Stress-associated protein modifications

Oxidation and reduction, or the redox reaction, involves the transfer of an electron from one molecule (the reducing agent) to another (the oxidizing agent). Protein oxidation involves the covalent modification of the primary sequence of a protein directly by reactive oxygen species (ROS) or reactive nitrogen species (RNS), or indirectly by secondary by-products of oxidative stress (Figure 2).³⁰ Post-translational oxidative modifications can be classified as reversible or irreversible, and biologically can be beneficial, promoting cell survival and tissue regeneration, or detrimental, causing tissue degeneration and cell death.^31,32 Beneficial oxidative modifications are most often associated with reversible alterations in protein structure, and occur during relatively brief periods of oxidative stress, whereas detrimental alterations typically arise in response to sustained oxidative conditions.

Figure 2.

Overview of the different mechanisms by which proteins can become carbonylated.
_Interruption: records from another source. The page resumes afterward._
PR #897, opened 2022-01-31
SPDX license identifier and updated copyright

CastagnaIT:
Cleanup all copyrights and replaced with SPDX license identifier

I have followed the same cleanup has been done in xbmc repository and reused same policy/files

Operations done initially by check the licenses on each file by using https://github.com/nexB/scancode-toolkit
cmd: `scancode -l -n 16 ../kodi --html ../kodi_licenses.html`

a lot of false positives from the scan but not bad this helped me a lot, 
after that verified and changed each file, at first i thought it would take longer...

Current licenses under inputstream.adaptive:

| Identifier | Description |
| --------- | ---------------- | 
| BSD-2-Clause-Views | BSD 2-Clause with views sentence License |
| BSD-3-Clause | BSD 3-clause "New" or "Revised" License |
| google-patent-license-webm | Google Patent License for WebM |
| GPL-2.0-or-later | GNU General Public License v2.0 or later |
| RSA-MD5 | RSA Message-Digest License |

The only folder that i preferred not touch is: `lib/webm_parser`
that seems files are a copy of part of google repo


glennguy (approved):
All looks good!

PR #898, opened 2022-02-04

gizmocuz:
fix issue #893


CastagnaIT (approved):

CastagnaIT:
@matthuisman last word to you if the test case it is really required
since the "replace" method replace all anyway

glennguy (approved):
Thanks @gizmocuz

PR #899, opened 2022-02-04

gizmocuz:
See #899


CastagnaIT (approved):

matthuisman:
So this would require @CastagnaIT util refactor PR to also be backported to 19?

If that's not going to happen, then maybe 19 should use the old in-place fix you originally proposed so 19 at least works and then the replaceall is used in 20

Carbonyl groups (C=O) can directly modify proteins through direct oxidation of the amino acid side chain or by inducing oxidative cleavage of the peptide bond. Indirect oxidation can occur when carbonyl groups of a previously oxidized lipid (for example, 4-oxo-2-nonenal [ONE], malondialdehyde, acrolein, 2-proponal) or oxidized carbohydrate (glyoxal, methylglyoxal, 3-deoxyglucosone) react with cysteine, histidine and lysine residues, inducing lipoxidation and glycoxidation, respectively.

Carbonylation

Protein carbonylation is the most common oxidative reaction. It involves the conversion of N-terminal amino acids or amino-acid side chains into aldehyde or ketone groups by the direct action of either ROS or RNS.³³ Protein carbonyl derivatives can also be formed indirectly by reactive carbonyl compounds created by glycoxidation of carbohydrates, lipoxidation of lipids, and by advanced glycation/lipoxidation end-products. These modifications are mostly irreversible and are widely used biomarkers of oxidative stress in ageing and have been assessed in several chronic and degenerative conditions as contributors to tissue degeneration.^34–36 However, the results of studies carried out over the past 10 years indicate that, in certain conditions, carbonylation can have a beneficial role in signal transduction or can offer protection against reperfusion-induced injuries.^32,37

Although all amino acids are susceptible to oxidative alterations, arginine, histidine, lysine, phenylalanine, tyrosine, proline, threonine, tryptophan, methionine and cysteine are more prone to undergo oxidation of their side chains than are other amino acids.³⁶ Cysteine and methionine side chains contain a reactive sulfur group that is a primary target for reversible or irreversible ROS and RNS modifications. Reversible redox modifications of the thiol group of cysteine include S-sulfenation, S-nitrosylation, and S-glutathionylation, as well as the formation of disulfides.^38,39 These reversible cysteine modifications not only have a beneficial role in protecting target proteins from ROS and RNS oxidative damage, they also influence enzyme activity as well as being important in cellular biological functions, such as cell growth and proliferation. By contrast, the formation of sulfonic and sulfenic acids during chronic oxidative stress constitute irreversible modifications that are associated with tissue damage and loss of protein function.⁴⁰

The oxidation of methionine to methionine sulfoxide does not appear to have biological consequences for protein functionality and can be reversed by the action of a cytosolic reductase. Consequently, methionine residues on protein surfaces have been considered to function as ROS scavengers that protect proteins from irreversible oxidative injury.⁴¹ However, the formation of methionine sulfone, albeit a reversible modification through the activity of methionine reductase, has been shown to decrease the activity of plasma protease inhibitors.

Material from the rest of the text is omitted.